Children’s Privacy Must Be a Priority on Social Media, Says the UK

TechRadar reported:

Social media and video-sharing platforms need to make children’s privacy online their priority, urged the U.K.’s data protection body.

The Information Commissioner’s Office (ICO) has set out its strategy for the upcoming year to help service providers better address potential privacy and security risks for children across their platforms. This focuses on default privacy settings, geolocation data, targeted ads, recommender algorithms, and parental consent for children under 13.

“Children’s privacy must not be traded in the chase for profit,” said John Edwards, U.K. Information Commissioner, in an official announcement. “How companies design their online services and use children’s personal information have a significant impact on what young people see and experience in the digital world.”

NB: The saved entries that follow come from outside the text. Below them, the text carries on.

PR #853, opened 2026-08-19
chore: release main

alxjrvs:
:robot: I have created a release *beep* *boop*
---

<details><summary>srd: 2.6.0</summary>

### Features

* all three web surfaces on Cloudflare Workers (P4) ([#852](https://github.com/SalvageUnion-io/SU-SRD/issues/852)) ([1e66485](https://github.com/SalvageUnion-io/SU-SRD/commit/1e66485a74d63d381815aff777682ae2af2234ca))
</details>

<details><summary>itun: 1.10.0</summary>

### Features

* all three web surfaces on Cloudflare Workers (P4) ([#852](https://github.com/SalvageUnion-io/SU-SRD/issues/852)) ([1e66485](https://github.com/SalvageUnion-io/SU-SRD/commit/1e66485a74d63d381815aff777682ae2af2234ca))
</details>

---
This PR was generated with [Release Please](https://github.com/googleapis/release-please). See [documentation](https://github.com/googleapis/release-please#release-please).

PR #856, opened 2026-08-19
fix: three cutover-blocking defects found by running the deploy

alxjrvs:
Two failures found by **running** the deploy rather than reading the config back. Either one would have broken the cutover, and both were silent in different ways.

## 1. `routes` silently disables workers.dev

Declaring `routes` makes wrangler turn off the workers.dev subdomain unless asked for explicitly. The first deploy carrying a route reported:

```
No targets deployed for su-assets
```

and `su-assets.alxjrvs.workers.dev` began answering Cloudflare's own 404 instead of the Worker.

That is the expensive kind of quiet. **All five post-deploy smoke tests in `deploy-cloudflare.yml` curl a workers.dev URL**, and before the nameserver flip there is no other way to reach any of these Workers — so the change that removes the verification surface is the same change that needed verifying. The gate would have gone green by absence at the worst possible moment.

`workers_dev: true` in all three web configs.

## 2. The custom-domain attach 409'd, and my own instruction caused it

The plan (as merged in #854) said to leave the onboarding scan's A records in the zone as inert DNS-only placeholders, reasoning that a non-authoritative zone serves nothing. The reasoning is fine; the conclusion was wrong. A Worker custom domain creates its **own** DNS record, and Cloudflare will not write one over an existing record for the same name:

```
PUT .../workers/scripts/su-assets/domains/records
-- CF API RESPONSE: Conflict 409
```

wrangler surfaces this only as *"A request to the Cloudflare API … failed"* — no status, no reason. It took `WRANGLER_LOG=debug` to see the 409, which is worth knowing because the error as printed invites hunting for a permissions problem that isn't there.

Deleting the records and redeploying attached the domain immediately:

```
https://su-assets.alxjrvs.workers.dev
assets.salvageunion.io (custom domain)
```

So **a pending zone accepts custom domains perfectly well** — the conflict was the placeholder, not the zone state. Both zones now hold zero records and wrangler writes the real ones.

## Verified after the fix

- workers.dev serves artwork `200`
- the Cloudflare zone answers `assets.salvageunion.io` with the `100::` proxied placeholder
- production still resolves to Netlify — **nothing customer-facing has moved**

Had this been left for cutover, the P6 write freeze would already have been live, sharing already paused, and the deploy would have failed on a 409 whose error message points nowhere.

### DIFF
--- a/.github/workflows/deploy-cloudflare.yml
+++ b/.github/workflows/deploy-cloudflare.yml
@@ -138,25 +138,50 @@ jobs:
       # srd — static, but the OG pass needs a browser.
       # ---------------------------------------------------------------------
       #
-      # `og:generate` chains the SSG build and the screenshot pass. It never
-      # fails the build: a missing browser or a wedged render logs and leaves
-      # those pages on the default og:image, capped by OG_SCREENSHOTS_BUDGET_MS.
-      # The worst case is "some previews are generic", never a failed deploy.
+      # The OG screenshot pass never fails the build: a missing browser or a
+      # wedged render logs and leaves those pages on the default og:image,
+      # capped by OG_SCREENSHOTS_BUDGET_MS. The worst case is "some previews are
+      # generic", never a failed deploy. `og:generate` (build + screenshots in
+      # one script) is deliberately NOT used here — see the steps below.
       - name: Install Chromium for the srd OG pass
         run: bun --filter srd og:install-browser
 
+      # Build and OG pass are SEPARATE steps with the gate between them, and the
+      # order is load-bearing. `og:generate` chains both, and running it before
+      # the gate emitted 2,011 `.og.png` files into `dist` that the committed
+      # snapshot has never contained — the snapshot asserts the emitted file set
+      # in both directions, so the gate failed with 2,011 "NEW, not in the
+      # snapshot" paths on a build whose HTML was byte-identical.
+      #
+      # Blessing them in would be the wrong repair: `apps/srd/CLAUDE.md` excludes
+      # binary assets from the snapshot deliberately, because their names are
+      # content-addressed and digesting them would make the gate churn until
+      # somebody switched it off.
+      #
+      # Splitting also puts each half where it belongs. The gate now verifies the
+      # deterministic build — the thing it was blessed against — and the OG pass,
+      # which is explicitly allowed to degrade to the default banner and "never
+      # fails the build", can no longer fail this gate either.
       - name: Build srd
         env:
           PUBLIC_COMMIT_REF: ${{ github.event.workflow_run.head_sha || github.sha }}
           PUBLIC_SENTRY_DSN: ${{ vars.PUBLIC_SENTRY_DSN }}
-          OG_SCREENSHOTS_BUDGET_MS: '300000'
-        run: bun --filter srd og:generate
+        run: bun --filter srd build
 
       # The output gate, against the artifact about to ship rather than against
       # a build made earlier for a different purpose.
       - name: Verify srd output against the committed snapshot
         working-directory: apps/srd
         run: bun ssg/snapshot.ts
+
+      # Additive, post-gate, and non-fatal by design: a missing browser or a
+      # wedged render leaves those pages on the default og:image.
+      - name: Render srd OG images
+        working-directory: apps/srd
+        env:
+          OG_SCREENSHOTS: '1'
+          OG_SCREENSHOTS_BUDGET_MS: '300000'
+        run: bun scripts/og-screenshots.ts
 
       - name: Deploy srd
         working-directory: apps/srd
--- a/apps/itun/wrangler.jsonc
+++ b/apps/itun/wrangler.jsonc
@@ -14,6 +14,11 @@
     { "pattern": "intheunionnow.com", "custom_domain": true },
     { "pattern": "www.intheunionnow.com", "custom_domain": true }
   ],
+
+  // See srd/wrangler.jsonc: declaring `routes` disables workers.dev unless it is
+  // asked for explicitly, and workers.dev is both the only pre-flip way to reach
+  // this Worker and what every smoke test in deploy-cloudflare.yml curls.
+  "workers_dev": true,
   "main": "src/worker/index.ts",
   "compatibility_date": "2026-07-13",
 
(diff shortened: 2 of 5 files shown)


alxjrvs (commented):

---

Reviewed the diff (three `wrangler.jsonc` additions + the cutover doc correction), and checked it against `.github/workflows/deploy-cloudflare.yml`, the three configs in full, and the surrounding P7 doc.

The core change is correct: all five smoke checks in `deploy-cloudflare.yml:217-221` do curl `*.alxjrvs.workers.dev`, so re-enabling `workers_dev` on all three configs is exactly what keeps that gate from passing by absence. No blocking defects.

**Findings**

- `apps/srd/wrangler.jsonc:16` — The header comment above `routes` still says the scan-captured addresses "were left as inert DNS-only placeholders rather than transcribed", which is the instruction this same PR corrects in `cloudflare-cutover.md:619` (leaving them is what produced the `409 Conflict` and stopped the custom domain attaching). A reader adding a sixth hostname or re-running the onboarding scan on a new zone follows the stale half and repeats the failure; the diff touches this file without updating it.
- `docs/architecture/cloudflare-cutover.md:721` — The P7 "no grey-cloud → orange-cloud step" paragraph still describes the Worker custom-domain record as replacing "the DNS-only placeholders", which the new section directly disproves: the placeholder is not replaced, it blocks the write with a 409. Same document, contradictory statements ~90 lines apart, and this is the one a P7 executor reads at flip time.
- `docs/architecture/cloudflare-cutover.md:705` — The runbook's −30 m step ("Attach Worker custom domains for all five hostnames") gained no "delete any existing record for that name first" precondition, so the executable half of the correction is missing. It happens to be inert today because both zones are stated to hold zero records, but the runbook is what gets run, and a record recreated in the interim reproduces the 409 as an opaque "A request to the Cloudflare API … failed" at the −30 m mark.
- `apps/srd/wrangler.jsonc:51` — Enabling `workers_dev` permanently publishes a full duplicate of the site at `su-srd.alxjrvs.workers.dev`, served with `robots.txt: Allow: /` (`apps/srd/public/robots.txt`) and unreachable by the zone-level Redirect Rules (workers.dev is outside the zone), so the mitigation the doc accepts for `www` at `:691-695` — absolute per-page canonicals from `SITE_URL` — is the *only* mitigation here. That is the same duplicate-indexing exposure the doc calls "worst on srd, whose entire purpose is being indexed" at `:670`, now made permanent rather than pre-flip-only; the tradeoff is real and probably worth taking, but it is not stated in the comment, which only argues the pre-flip case. Same shape on `apps/itun/wrangler.jsonc:21`, where the unauthenticated snapshot `POST` becomes reachable on a second hostname while the `RATE_LIMITER` binding is still unprovisioned (`apps/itun/wrangler.jsonc:57-61`).

alxjrvs:
## 3. The srd output gate ran *after* the OG pass

Added after the first real Cloudflare deploy failed — and the gate was right to fail:

```
SNAPSHOT FAILED — 2011 difference(s) across 2011 path(s).
  schema/abilities/item/duel.og.png
      [file-set] NEW, not in the snapshot
  … and 1971 more path(s)
```

`og:generate` chains the SSG build **and** the screenshot pass, so by the time the gate ran, `dist` held 2,011 `.og.png` files the snapshot has never contained. The snapshot asserts the emitted file set in *both* directions — that's what holds the page count at 1,039 — so it failed on a build whose HTML was byte-identical to the blessed one.

**Blessing them in would have been the wrong repair**, and specifically the one that quietly destroys the gate: `apps/srd/CLAUDE.md` excludes binary assets on purpose, because their names are content-addressed and digesting them would make the snapshot churn on every dependency bump until someone switched it off.

So build and OG pass are now separate steps with the gate between them. That also puts each half where it belongs rather than merely unblocking the deploy:

- the gate verifies the **deterministic** build — the artifact it was blessed against;
- the OG pass, explicitly allowed to degrade to the default banner and documented as something that *"never fails the build"*, can no longer fail this gate either. It was the one path by which an opt-in, best-effort, non-fatal step could block a deploy.

Verified locally against the exact CI condition rather than reasoned about:

```
SNAPSHOT OK — 1039 pages, zero unexpected differences.
```

exit 0. That run also shows the release-please changelog growth handled as designed — `+94 chars inserted (compared for insertion, not equality)` — so #853 was never the cause, which was my first guess.

alxjrvs (commented):

---

Read the diff and the surrounding code. No instructions-to-the-reviewer text is present in the diff.

## Findings

**`docs/architecture/cloudflare-cutover.md:721`** — The P7 section still says *"the DNS-only placeholders it replaces are never in the serving path"*, which asserts exactly the belief this same PR corrects two pages earlier: Cloudflare returns `409 Conflict` and will **not** write a custom-domain record over an existing record for the same name. A reader executing P7 on `intheunionnow.com` from this paragraph will leave the scanned records in place and hit the same failed deploy the correction was written to prevent. (Not blocking — docs only.)

**`docs/architecture/cloudflare-cutover.md:705`** — The −30 m runbook row ("Attach Worker custom domains for all five hostnames … wrangler creates the proxied records on deploy") gained no "delete any pre-existing record for that hostname first" step, even though the new §619 text says that omission is what produced the 409. The correction is recorded in prose but not in the checklist that is actually followed at cutover time.

**`apps/srd/wrangler.jsonc:18`** — The comment block immediately above the added `workers_dev` key still states the scanned addresses "were left as inert DNS-only placeholders rather than transcribed". Per the doc change in this same PR they were deleted, and both zones now hold zero records; the file edited here now carries the superseded claim.

**`.github/workflows/deploy-cloudflare.yml:179`** — The step is labelled "non-fatal by design", but nothing in the workflow enforces that: the only thing making it non-fatal is `run().catch()` inside the script. A failure outside that promise — the top-level `import sharp` failing to load, an OOM kill, a Playwright launch that takes the process down — exits non-zero and aborts the job *before* "Deploy srd", so a cosmetic OG failure would leave `su-assets` deployed and `srd` + `itun` not. `continue-on-error: true` on this step would make the comment's claim true, and is cheap given the step is explicitly additive and post-gate.

**`apps/srd/wrangler.jsonc:51`** (and the two siblings) — Both the code comments and `cloudflare-cutover.md:655` justify `workers_dev: true` as pre-flip-only ("the only way to reach these Workers before the nameserver flip"), but nothing in P7 or P8 schedules re-evaluating it or moving the five smoke tests onto the real hostnames. Left as-is, `su-srd.alxjrvs.workers.dev` permanently serves a second crawlable copy of the reference site — the duplicate-origin problem §670 argues against for `www`, mitigated only by the per-page canonicals. Worth one line in P8's cleanup list.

It isn’t enough, in fact, for parents to protect their kids’ digital lives with VPN services and other security software. Even when parental controls are active, children can still be exposed to serious data harm or other threats by simply accessing a social media or video-sharing app.

For instance, these platforms are infamous for heavily tracking users’ location data. This can expose everyone, but even more so the youngest, to real physical threats.

Amazon Fresh Kills ‘Just Walk Out’ Shopping Tech — It Never Really Worked

Ars Technica reported:

Amazon is giving up on the cashier-less “Just Walk Out” technology at its Amazon Fresh grocery stores. The Information reports that new stores will be built without computer-vision-powered surveillance technology, and “the majority” of existing stores will have the tech removed. In the early days, Amazon’s ambitions included selling Just Walk Out to other brick-and-mortar stores. The problem was that the technology never really worked.

As it says on the tin, Just Walk Out was supposed to let customers grab what they wanted from a store and just leave, skipping any kind of checkout process. Amazon wanted to track what customers took with them purely via AI-powered video surveillance; the system just took a phone scan at the door, and shoppers would be billed later via their Amazon accounts.

A May 2023 report from The Information revealed the myriad tech problems Amazon was still having with the idea six years after the initial announcement. The report said that “Amazon had more than 1,000 people in India working on Just Walk Out as of mid-2022 whose jobs included manually reviewing transactions and labeling images from videos to train Just Walk Out’s machine learning model.”